The last year does not seem to have produced any example of student involvement comparable to one Bender remembered from 2007, when Igbo-speaking students in Nigeria produced their own spell-check dictionary for Sugar's Abiword-based Write activity. However, Bender did mention that he was scheduled to be interviewed soon by students in Boston about Sugar, and an upcoming project to have students write Sugar documentation, so Sugar Labs is trying to engage students in discussion as well.
Still another mechanism for receiving feedback is the relatively new practice of establishing Sugar Labs wherever the interest exists. The goal, Bender said, is to "have those local centers be responsible for local support and localization. Those centers can be pretty much structured in any way that's appropriate to that region. We aren't going to impose a structure on them. So long as they share our core values, they can be Sugar Labs. That's beginning to happen now."
A Sugar Labs now exists in Colombia, and others are being organized in Washington, D.C. and Lima, Peru. "Each of them has its own set of issues they're trying to focus on, but all of them at the same time are participating in the global dialog," Bender said.
Fourteen months after Sugar Labs was established, OLPC machines remain the major deployment for Sugar. However, Bender is encouraged by signs that the educational ideas behind Sugar are starting to be adopted elsewhere in free software.
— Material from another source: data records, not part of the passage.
PR #4051, opened 2018-10-10
[WIP] Update publishing-from-web-applications.md

timbussmann:


timbussmann:
I'm really not sure about this page in total tbh. It seems to address very transport specific problems, mostly MSMQ. The biggest part of this article relates to "storage-driven" (a term I've not seen before tbh) transports and how to make them work with scaled out endpoints, not web applications in particular. The whole description of publish-subscribe mechanics feel unnecessary as well. Any thoughts what really should stay in this article?

I think the only relevant part might be to describe the design in the "storage-driven transport topology" as an approach to avoid sender-side distribution or a distributor when scaling web servers is quite common and would require a lot of updating, while the described topology wouldn't need that. This still seems to only affect MSMQ as both SQL server and ASQ can share a queue across instances and don't need this architecture? Thoughts @Particular/docs-maintainers @Particular/nservicebus-maintainers ?

bording:
@timbussmann I agree with your assessment.

timbussmann:
replaced by https://github.com/Particular/docs.particular.net/pull/4065

PR #4055, opened 2018-10-11
add ? to Why use SQS

adamralph:


adamralph:
@Particular/docs-maintainers is it generally OK to add question marks to titles like this when the title is a question? If so, I can do a sweep to see where else this is needed.

PR #4056, opened 2018-10-11
stop using "persistence" as a noun

adamralph:
This is best demonstrated in our pluralisation of the noun. Sometimes we say "persistences" (26 hits), sometimes "persisters" (35 hits). 

Both of them are made up words, but the use of "persistence" as a noun that can be pluralised seems like the greater evil, and the use of "persister" as a noun (at least in plural) is more common.


adamralph:
FYI I rebased the branch.

@kbaley no, it doesn't cover _all_ occurrences. For this PR, I replaced "persistences" with "persisters" and then made sure that the affected documents were internally consistent. A few instances of "persistence" which should be "persister" were swept up in that, but I'm sure there are still plenty lurking around the repo. I guess it will be a gradual process to catch them all.

PR #4287, opened 2019-03-06
SQL Persistence multi-tenant doco

DavidBoike:
For changes in https://github.com/Particular/NServiceBus.Persistence.Sql/pull/337


persistence/sql/multi-tenant.md
```diff
@@ -0,0 +1,81 @@
...
+
+snippet: MultiTenantWithHeaderName
+
+In more complex situations, where the tenant id must be calculated by consulting multiple headers, or where a transition from an old header name to a new header name is occurring, a `Func` can be provided that captures the tenant id from the incoming message.
+
+In this example, the header `NewTenantHeaderName` is consulted first, with `OldTenantHeaderName` as a backup.
+
+snippet: MultiTenantWithFunc
+
+NOTE: A null tenant id probably indicates a failure to propagate the tenant id from an older message, rendering the message invalid. However, it is safe to return null in this `Func` because SQL Persistence will throw an exception if a null tenant id is encountered, rather than trying to process a message without a tenant id.
```
mauroservienti: Thinking out loud: is this always the case? Or is it safer to assume that in a multi-tenant system there might be messages that are not tenant-specific?

persistence/sql/multi-tenant.md
```diff
@@ -0,0 +1,81 @@
+---
+title: Multi-tenant support
+summary: Highlights differences in the database schema between the two persisters
```
SzymonPobiega: Not sure I understand that summary

persistence/sql/multi-tenant.md
```diff
@@ -0,0 +1,81 @@
...
+reviewed: 2019-03-06
+component: SqlPersistence
+versions: '[4.5,)'
+related:
+ - nservicebus/pipeline/manipulate-with-behaviors
+ - samples/multi-tenant/propagation
+---
+
+When working in a multi-tenant system, the data for each customer/client (tenant) is stored in an independent database identified by a message header passed along with each message flowing through the system. With SQL Persistence running in multi-tenant mode, [saga data](saga.md) and [outbox data](outbox.md) are both stored in the same database as the tenant data, requiring only one database connection and transaction for the duration of the message handler.
```
SzymonPobiega: `by a message header` -> `by a message header(s)`

persistence/sql/multi-tenant.md
```diff
@@ -0,0 +1,81 @@
...
+
+[Timeout data](timeouts.md) and [subscription data](subscriptions.md) do not belong to any specific tenant and are stored in a master database in cases where the message transport does not provide native timeouts or native publish/subscribe capabilities.
```
SzymonPobiega: `master` -> `shared`?

persistence/sql/multi-tenant.md
```diff
@@ -0,0 +1,81 @@
...
+
+## Specifying connections per tenant
+
+If the tenant information is propagated in a single header that does not change, multi-tenancy can be enabled by specifying the header name and a `Func` to create a connection given a tenant id:
+
+snippet: MultiTenantWithHeaderName
+
+In more complex situations, where the tenant id must be calculated by consulting multiple headers, or where a transition from an old header name to a new header name is occurring, a `Func` can be provided that captures the tenant id from the incoming message.
```
SzymonPobiega: a `Func` -> a callback

persistence/sql/multi-tenant.md
SzymonPobiega: I would say that an endpoint is either in a multi-tenant mode and can only process multi-tenant messages or in a single tenant mode. I'd rather not mix these in a single endpoint.

Also I'd remove `probably` from the sentence above.

SzymonPobiega:
Nice! I like it @DavidBoike . Now also the multi tenant sample needs to be adjusted. Should we do it in this PR or do it after we release 4.5?

persistence/sql/multi-tenant.md
mauroservienti: Fair enough. One scenario, though, could be: if system is currently a home made multi tenant system as it was the only way to build it. Using a message property to transport the tenant id, there is no way to smoothly transition to a header based tenant id as all in flight messages will fail.

Not sure it’s a scenario we need to support. Thoughts?
-

SzymonPobiega: The connection for the outbox is needed way before the body is deserialized so we are only talking here about a scenario where the user does not use the outbox.

In that case the fist time the `ConnectionManager` is used to build the connection is when creating the Synchronized Storage Session right before executing a handler. In that case I think it should be possible to introduce a behavior in the incoming logical stage that gets the tenant ID from the deserialized message body and sticks it into a header of the `IncomingMessage` object.

mauroservienti: Like it 👍

DavidBoike:
@SzymonPobiega 	& @mauroservienti:

Updated the sample, and one thing I noticed was in https://github.com/Particular/docs.particular.net/blob/sqlp-multi-tenant/samples/multi-tenant/persistence-running.include.md it includes a warning:

> WARNING: Timeouts are stored in the shared database so make sure to not include any sensitive information. Keep such information in saga data and only use timeouts as notifications.

But this is a Learning Transport sample. In fact I ended up removing the shared database - there's no subscriptions, no timeouts, so it was getting created but no tables were.

It looks like this include is also used in the Raven and NH multi-tenant samples. Should it be refactored out of the include and put in both of those sample.md files instead?

BTW the integrity test failure is only because there's no prerelease.txt file on the project files using the prerelease package. But since we have no intention of merging this until after 4.5 is released and the PR is adjusted to use 4.* again.

By the way, I also tried (locally) to change the sample to MSMQ, and then I *did* have to have the shared database, configured by the normal ConnectionBuilder, and everything worked quite nicely!

DavidBoike:
I updated that warning to:

> WARNING: If used with a message transport that does not support native timeouts, timeout data is stored in a shared database so make sure to not include any sensitive information. Keep such information in saga data and only use timeouts as notifications.

Then it makes sense in all the samples.

This is ready. I say we release SqlP 4.5 on Monday, adjust the references here, and then merge.

SzymonPobiega:
Regarding that warning. I had some second thoughts about it when I initially worked on the samples. The thing is, if you are using a transport that does support the native timeouts, then they are also shared (in a shared queue in case of SQL Server transport) so it does not really matter.

Timeouts, as well as messages, are shared in all supported scenarios. Not sure if it is good or bad, though.

PR #4297, opened 2019-03-19
Add snippet and doco for discard recoverability action

HEskandari:
This would document how discard recoverability action can be used.

This won't compile until [this](https://github.com/Particular/NServiceBus/pull/5327/files) gets merged in.


nservicebus/recoverability/custom-recoverability-policy_fullconfig_core_[7,).partial.md
```diff
@@ -0,0 +1,7 @@
+The snippet below shows a fully custom policy that does the following:
+
+ * For unrecoverable exceptions such as `MyBusinessException` failed messages are immediately moved to a custom error queue. 
+ * For exceptions where retrying does not make sense such as `MyBusinessTimedOutException` failed message is *not* moved to an error queue and is discarded.
```
danielmarbach: should we change this a bit to

> an error queue but is discarded.

?

danielmarbach:
One comment. Other than that LGTM

HEskandari:
@DavidBoike Can you please have a look and see why this fails? Basically:

here’s what happens:

- The commit `cd0aca1` fails stating the snippet for v7.2 is not used in _some_ versions.
- I tried to mark 7.2 snippets specific to that version (by adding [7.2,) to the key) in commit `7a8ce35`, but then the build fails saying: Error: Could not use ‘[7.2,)’ since directory is flagged as Prerelease.

Also tried tweaking other things to no effect.

DavidBoike:
Tried some things with Daniel but then TeamCity started freaking out on us and wouldn't even attempt to build. 🤷‍♂️

DavidBoike:
Might feel like a hack but that's probably the "most right" (or at least the "least wrong") way to do it. With the new feature in 7.2, you could argue it's essentially a different snippet, and should have a different name, as it's not showing the exact same thing but just on different versions. Maybe?

In any case, good work!

PR #4298, opened 2019-03-19
Document access to RabbitMQ message details

andreasohlund:


andreasohlund:
Will make this a real PR since TC doesn't like drafts

PR #4301, opened 2019-03-21
Doco on how to access native RabbitMQ message details

andreasohlund:


andreasohlund:
@bording I've tweaked the sample to demo access to the native message. This should be ready for final review now

bording:
Changes LGTM, but we should get the new transport version on MyGet so we can smoke test the sample before merging.

PR #4305, opened 2019-03-22
Update connection string statement

WilliamBZA:


bording:
TeamCity seems to have decided not report status back to this PR for some mysterious reason, but the build is green if you go look, so I'm going to merge this.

Sugar has a long relationship with Fedora, the basis for the original OLPC operating system and an active participant in everything from Sugar on a Stick to the Oversight Board. But, in the last year, Sugar Labs has started to work more closely with distributions that are specifically geared towards education. For example, Bender suggests that his discussions with the developers of Skolelinux, an educational distribution based on Debian, may have helped them move their planning beyond the mechanics of installation and system maintenance or of software selection.
"I think they were only just beginning to think deeply on how Linux can impact on learning," Bender said. "I think that's why there's a lot more interest in Sugar recently, because we've been thinking about that question right from the beginning. I'm convinced that there's not just technical merit in Linux for learning — there's cultural and pedagogical merit."
Increasingly, Bender hoped, other parts of the free software community will take over some of the technical aspects of Sugar, such as solving their own problems with adapting Sugar to specific distributions. If that happens, Bender said, "that means our attention can be elsewhere, focusing on the dialog with teachers and with students, and making sure that deployment is specific to the needs of schools is being done."
Concluding, Bender said, "This is important stuff. We've got to do something about giving every child an opportunity to learn and be a critical thinker. There's all these problems that the wold is facing right now, and the only way that these problems are going to be solved is by putting more minds around them. Whether it's Sugar or something else, I think that the community really needs to be working hard at engaging more people in problem-solving and engaging them in learning. And I think that's the strength of the Linux community."
At a time when discussions about free and open source software tend to be centered on business, such comments may sound outdated in their idealism. But, after listening to Bender, the only conclusion one can come to is that is why Sugar Labs was created in the first place: To provide an alternative perspective that is harder to maintain in a commercial venture like OLPC. By that criteria, Sugar Lab's first year can be counted as a solid success.